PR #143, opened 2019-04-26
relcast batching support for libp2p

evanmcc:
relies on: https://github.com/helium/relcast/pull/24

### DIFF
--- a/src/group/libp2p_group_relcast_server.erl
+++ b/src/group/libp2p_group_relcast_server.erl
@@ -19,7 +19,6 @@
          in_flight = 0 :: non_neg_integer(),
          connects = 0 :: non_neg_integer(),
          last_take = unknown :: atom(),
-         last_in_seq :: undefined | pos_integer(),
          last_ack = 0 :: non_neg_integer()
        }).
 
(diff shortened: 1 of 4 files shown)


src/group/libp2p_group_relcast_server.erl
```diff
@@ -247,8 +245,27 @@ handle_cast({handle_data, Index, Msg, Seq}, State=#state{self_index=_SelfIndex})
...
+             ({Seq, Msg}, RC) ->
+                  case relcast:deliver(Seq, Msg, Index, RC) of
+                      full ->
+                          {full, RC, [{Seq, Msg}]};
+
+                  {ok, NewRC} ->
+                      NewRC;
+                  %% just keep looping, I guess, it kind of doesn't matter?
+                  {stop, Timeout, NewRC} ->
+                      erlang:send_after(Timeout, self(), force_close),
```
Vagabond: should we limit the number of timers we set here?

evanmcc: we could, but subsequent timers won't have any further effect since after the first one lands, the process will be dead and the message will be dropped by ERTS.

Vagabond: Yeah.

========

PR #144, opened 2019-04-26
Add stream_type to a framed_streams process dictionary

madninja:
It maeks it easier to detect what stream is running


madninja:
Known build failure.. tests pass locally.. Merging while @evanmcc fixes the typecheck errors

========

*Task*:
The lines above from the one containing "last_ack = 0 :: non_neg_integer()" through the one containing "Vagabond: Yeah." are to be set down exactly, and no others.

*Solution for this task*:
          last_ack = 0 :: non_neg_integer()
        }).
 
(diff shortened: 1 of 4 files shown)


src/group/libp2p_group_relcast_server.erl
```diff
@@ -247,8 +245,27 @@ handle_cast({handle_data, Index, Msg, Seq}, State=#state{self_index=_SelfIndex})
...
+             ({Seq, Msg}, RC) ->
+                  case relcast:deliver(Seq, Msg, Index, RC) of
+                      full ->
+                          {full, RC, [{Seq, Msg}]};
+
+                  {ok, NewRC} ->
+                      NewRC;
+                  %% just keep looping, I guess, it kind of doesn't matter?
+                  {stop, Timeout, NewRC} ->
+                      erlang:send_after(Timeout, self(), force_close),
```
Vagabond: should we limit the number of timers we set here?

evanmcc: we could, but subsequent timers won't have any further effect since after the first one lands, the process will be dead and the message will be dropped by ERTS.

Vagabond: Yeah.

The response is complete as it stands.